▶ TASK PROMPT
Each record below has to be printed verbatim.

Collected data

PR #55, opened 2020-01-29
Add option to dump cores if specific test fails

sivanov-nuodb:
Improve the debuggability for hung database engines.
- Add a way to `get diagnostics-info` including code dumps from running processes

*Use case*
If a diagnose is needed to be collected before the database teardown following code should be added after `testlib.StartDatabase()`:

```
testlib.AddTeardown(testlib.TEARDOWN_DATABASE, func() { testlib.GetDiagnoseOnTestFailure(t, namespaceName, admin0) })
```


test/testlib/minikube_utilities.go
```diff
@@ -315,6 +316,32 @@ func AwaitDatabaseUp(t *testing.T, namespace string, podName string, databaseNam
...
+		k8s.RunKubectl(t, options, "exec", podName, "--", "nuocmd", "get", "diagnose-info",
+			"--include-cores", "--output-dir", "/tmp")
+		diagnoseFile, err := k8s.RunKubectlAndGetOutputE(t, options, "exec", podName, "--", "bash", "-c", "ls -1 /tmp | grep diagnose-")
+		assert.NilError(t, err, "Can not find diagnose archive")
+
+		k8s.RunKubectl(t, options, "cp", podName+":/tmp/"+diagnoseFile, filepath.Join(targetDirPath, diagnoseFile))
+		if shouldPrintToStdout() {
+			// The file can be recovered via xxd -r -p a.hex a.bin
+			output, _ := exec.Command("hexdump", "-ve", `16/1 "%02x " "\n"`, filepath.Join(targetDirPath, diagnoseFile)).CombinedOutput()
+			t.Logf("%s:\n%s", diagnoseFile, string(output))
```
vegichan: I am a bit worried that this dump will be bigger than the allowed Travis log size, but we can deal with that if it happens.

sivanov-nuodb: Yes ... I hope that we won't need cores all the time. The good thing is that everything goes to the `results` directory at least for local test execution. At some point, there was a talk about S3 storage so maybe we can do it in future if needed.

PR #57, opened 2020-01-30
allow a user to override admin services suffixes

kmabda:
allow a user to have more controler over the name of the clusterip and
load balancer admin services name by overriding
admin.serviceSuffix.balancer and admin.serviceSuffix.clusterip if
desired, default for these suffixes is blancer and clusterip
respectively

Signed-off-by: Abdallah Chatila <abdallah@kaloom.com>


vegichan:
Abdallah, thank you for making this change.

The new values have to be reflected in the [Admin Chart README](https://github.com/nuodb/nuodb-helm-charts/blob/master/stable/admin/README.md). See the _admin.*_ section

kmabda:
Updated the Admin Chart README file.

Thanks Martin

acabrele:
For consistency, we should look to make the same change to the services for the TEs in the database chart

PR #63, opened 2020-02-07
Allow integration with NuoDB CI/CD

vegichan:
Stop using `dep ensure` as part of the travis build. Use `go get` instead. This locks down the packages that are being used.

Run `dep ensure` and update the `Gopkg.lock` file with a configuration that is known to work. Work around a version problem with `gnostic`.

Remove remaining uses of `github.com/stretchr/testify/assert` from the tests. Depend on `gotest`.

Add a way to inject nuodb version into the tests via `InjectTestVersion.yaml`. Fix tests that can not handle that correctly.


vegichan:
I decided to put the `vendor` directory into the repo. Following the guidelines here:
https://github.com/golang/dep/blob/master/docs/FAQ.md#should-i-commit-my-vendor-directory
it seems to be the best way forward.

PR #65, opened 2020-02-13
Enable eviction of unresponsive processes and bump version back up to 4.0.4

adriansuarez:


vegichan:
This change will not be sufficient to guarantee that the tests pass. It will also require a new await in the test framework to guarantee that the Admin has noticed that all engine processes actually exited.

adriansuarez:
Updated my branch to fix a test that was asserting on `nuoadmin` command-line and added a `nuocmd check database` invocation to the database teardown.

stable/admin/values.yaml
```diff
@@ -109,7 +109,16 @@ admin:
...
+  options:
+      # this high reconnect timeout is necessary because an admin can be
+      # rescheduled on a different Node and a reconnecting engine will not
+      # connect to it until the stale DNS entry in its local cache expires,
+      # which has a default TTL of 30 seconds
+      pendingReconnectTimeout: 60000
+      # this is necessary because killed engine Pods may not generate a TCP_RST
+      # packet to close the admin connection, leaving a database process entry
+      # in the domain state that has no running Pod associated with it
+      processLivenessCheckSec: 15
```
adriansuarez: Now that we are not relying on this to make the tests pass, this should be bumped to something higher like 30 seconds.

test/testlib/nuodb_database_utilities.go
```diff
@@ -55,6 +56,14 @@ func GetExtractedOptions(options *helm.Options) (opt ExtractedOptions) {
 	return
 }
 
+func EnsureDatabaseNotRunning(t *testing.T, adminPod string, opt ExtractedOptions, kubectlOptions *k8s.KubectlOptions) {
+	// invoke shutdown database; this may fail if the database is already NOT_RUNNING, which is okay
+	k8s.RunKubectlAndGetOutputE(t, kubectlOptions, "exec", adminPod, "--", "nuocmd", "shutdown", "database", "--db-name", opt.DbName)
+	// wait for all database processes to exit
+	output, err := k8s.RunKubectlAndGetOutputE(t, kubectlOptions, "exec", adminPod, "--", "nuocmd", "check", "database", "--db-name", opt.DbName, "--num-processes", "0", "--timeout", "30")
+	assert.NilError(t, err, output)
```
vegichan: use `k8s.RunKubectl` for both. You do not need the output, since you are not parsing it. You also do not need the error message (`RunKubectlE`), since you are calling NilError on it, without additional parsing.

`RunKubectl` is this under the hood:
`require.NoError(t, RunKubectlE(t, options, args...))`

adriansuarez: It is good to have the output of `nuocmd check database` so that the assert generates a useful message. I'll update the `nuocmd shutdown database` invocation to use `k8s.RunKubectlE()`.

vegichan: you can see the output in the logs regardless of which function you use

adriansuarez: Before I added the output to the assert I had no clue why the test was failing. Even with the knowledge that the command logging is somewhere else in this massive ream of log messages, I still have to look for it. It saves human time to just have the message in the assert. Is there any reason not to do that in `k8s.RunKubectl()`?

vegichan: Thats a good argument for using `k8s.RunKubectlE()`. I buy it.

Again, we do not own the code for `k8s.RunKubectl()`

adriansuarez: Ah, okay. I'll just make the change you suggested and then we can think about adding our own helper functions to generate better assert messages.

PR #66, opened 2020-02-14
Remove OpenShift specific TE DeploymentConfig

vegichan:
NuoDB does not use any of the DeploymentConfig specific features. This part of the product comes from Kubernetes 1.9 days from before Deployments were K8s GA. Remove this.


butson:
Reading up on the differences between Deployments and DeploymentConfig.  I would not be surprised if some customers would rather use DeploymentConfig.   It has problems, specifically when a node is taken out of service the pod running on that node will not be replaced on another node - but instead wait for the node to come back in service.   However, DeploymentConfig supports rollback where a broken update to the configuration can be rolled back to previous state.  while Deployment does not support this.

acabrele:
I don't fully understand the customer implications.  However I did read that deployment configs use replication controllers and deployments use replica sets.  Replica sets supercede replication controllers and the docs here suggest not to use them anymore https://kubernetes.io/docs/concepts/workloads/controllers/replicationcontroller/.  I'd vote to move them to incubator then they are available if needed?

▶ RESPONSE TO THIS TASK
PR #55, opened 2020-01-29
Add option to dump cores if specific test fails

sivanov-nuodb:
Improve the debuggability for hung database engines.
- Add a way to `get diagnostics-info` including code dumps from running processes

*Use case*
If a diagnose is needed to be collected before the database teardown following code should be added after `testlib.StartDatabase()`:

```
testlib.AddTeardown(testlib.TEARDOWN_DATABASE, func() { testlib.GetDiagnoseOnTestFailure(t, namespaceName, admin0) })
```


test/testlib/minikube_utilities.go
```diff
@@ -315,6 +316,32 @@ func AwaitDatabaseUp(t *testing.T, namespace string, podName string, databaseNam
...
+		k8s.RunKubectl(t, options, "exec", podName, "--", "nuocmd", "get", "diagnose-info",
+			"--include-cores", "--output-dir", "/tmp")
+		diagnoseFile, err := k8s.RunKubectlAndGetOutputE(t, options, "exec", podName, "--", "bash", "-c", "ls -1 /tmp | grep diagnose-")
+		assert.NilError(t, err, "Can not find diagnose archive")
+
+		k8s.RunKubectl(t, options, "cp", podName+":/tmp/"+diagnoseFile, filepath.Join(targetDirPath, diagnoseFile))
+		if shouldPrintToStdout() {
+			// The file can be recovered via xxd -r -p a.hex a.bin
+			output, _ := exec.Command("hexdump", "-ve", `16/1 "%02x " "\n"`, filepath.Join(targetDirPath, diagnoseFile)).CombinedOutput()
+			t.Logf("%s:\n%s", diagnoseFile, string(output))
```
vegichan: I am a bit worried that this dump will be bigger than the allowed Travis log size, but we can deal with that if it happens.

sivanov-nuodb: Yes ... I hope that we won't need cores all the time. The good thing is that everything goes to the `results` directory at least for local test execution. At some point, there was a talk about S3 storage so maybe we can do it in future if needed.

PR #57, opened 2020-01-30
allow a user to override admin services suffixes

kmabda:
allow a user to have more controler over the name of the clusterip and
load balancer admin services name by overriding
admin.serviceSuffix.balancer and admin.serviceSuffix.clusterip if
desired, default for these suffixes is blancer and clusterip
respectively

Signed-off-by: Abdallah Chatila <abdallah@kaloom.com>


vegichan:
Abdallah, thank you for making this change.

The new values have to be reflected in the [Admin Chart README](https://github.com/nuodb/nuodb-helm-charts/blob/master/stable/admin/README.md). See the _admin.*_ section

kmabda:
Updated the Admin Chart README file.

Thanks Martin

acabrele:
For consistency, we should look to make the same change to the services for the TEs in the database chart

PR #63, opened 2020-02-07
Allow integration with NuoDB CI/CD

vegichan:
Stop using `dep ensure` as part of the travis build. Use `go get` instead. This locks down the packages that are being used.

Run `dep ensure` and update the `Gopkg.lock` file with a configuration that is known to work. Work around a version problem with `gnostic`.

Remove remaining uses of `github.com/stretchr/testify/assert` from the tests. Depend on `gotest`.

Add a way to inject nuodb version into the tests via `InjectTestVersion.yaml`. Fix tests that can not handle that correctly.


vegichan:
I decided to put the `vendor` directory into the repo. Following the guidelines here:
https://github.com/golang/dep/blob/master/docs/FAQ.md#should-i-commit-my-vendor-directory
it seems to be the best way forward.

PR #65, opened 2020-02-13
Enable eviction of unresponsive processes and bump version back up to 4.0.4

adriansuarez:


vegichan:
This change will not be sufficient to guarantee that the tests pass. It will also require a new await in the test framework to guarantee that the Admin has noticed that all engine processes actually exited.

adriansuarez:
Updated my branch to fix a test that was asserting on `nuoadmin` command-line and added a `nuocmd check database` invocation to the database teardown.

stable/admin/values.yaml
```diff
@@ -109,7 +109,16 @@ admin:
...
+  options:
+      # this high reconnect timeout is necessary because an admin can be
+      # rescheduled on a different Node and a reconnecting engine will not
+      # connect to it until the stale DNS entry in its local cache expires,
+      # which has a default TTL of 30 seconds
+      pendingReconnectTimeout: 60000
+      # this is necessary because killed engine Pods may not generate a TCP_RST
+      # packet to close the admin connection, leaving a database process entry
+      # in the domain state that has no running Pod associated with it
+      processLivenessCheckSec: 15
```
adriansuarez: Now that we are not relying on this to make the tests pass, this should be bumped to something higher like 30 seconds.

test/testlib/nuodb_database_utilities.go
```diff
@@ -55,6 +56,14 @@ func GetExtractedOptions(options *helm.Options) (opt ExtractedOptions) {
 	return
 }
 
+func EnsureDatabaseNotRunning(t *testing.T, adminPod string, opt ExtractedOptions, kubectlOptions *k8s.KubectlOptions) {
+	// invoke shutdown database; this may fail if the database is already NOT_RUNNING, which is okay
+	k8s.RunKubectlAndGetOutputE(t, kubectlOptions, "exec", adminPod, "--", "nuocmd", "shutdown", "database", "--db-name", opt.DbName)
+	// wait for all database processes to exit
+	output, err := k8s.RunKubectlAndGetOutputE(t, kubectlOptions, "exec", adminPod, "--", "nuocmd", "check", "database", "--db-name", opt.DbName, "--num-processes", "0", "--timeout", "30")
+	assert.NilError(t, err, output)
```
vegichan: use `k8s.RunKubectl` for both. You do not need the output, since you are not parsing it. You also do not need the error message (`RunKubectlE`), since you are calling NilError on it, without additional parsing.

`RunKubectl` is this under the hood:
`require.NoError(t, RunKubectlE(t, options, args...))`

adriansuarez: It is good to have the output of `nuocmd check database` so that the assert generates a useful message. I'll update the `nuocmd shutdown database` invocation to use `k8s.RunKubectlE()`.

vegichan: you can see the output in the logs regardless of which function you use

adriansuarez: Before I added the output to the assert I had no clue why the test was failing. Even with the knowledge that the command logging is somewhere else in this massive ream of log messages, I still have to look for it. It saves human time to just have the message in the assert. Is there any reason not to do that in `k8s.RunKubectl()`?

vegichan: Thats a good argument for using `k8s.RunKubectlE()`. I buy it.

Again, we do not own the code for `k8s.RunKubectl()`

adriansuarez: Ah, okay. I'll just make the change you suggested and then we can think about adding our own helper functions to generate better assert messages.

PR #66, opened 2020-02-14
Remove OpenShift specific TE DeploymentConfig

vegichan:
NuoDB does not use any of the DeploymentConfig specific features. This part of the product comes from Kubernetes 1.9 days from before Deployments were K8s GA. Remove this.


butson:
Reading up on the differences between Deployments and DeploymentConfig.  I would not be surprised if some customers would rather use DeploymentConfig.   It has problems, specifically when a node is taken out of service the pod running on that node will not be replaced on another node - but instead wait for the node to come back in service.   However, DeploymentConfig supports rollback where a broken update to the configuration can be rolled back to previous state.  while Deployment does not support this.

acabrele:
I don't fully understand the customer implications.  However I did read that deployment configs use replication controllers and deployments use replica sets.  Replica sets supercede replication controllers and the docs here suggest not to use them anymore https://kubernetes.io/docs/concepts/workloads/controllers/replicationcontroller/.  I'd vote to move them to incubator then they are available if needed?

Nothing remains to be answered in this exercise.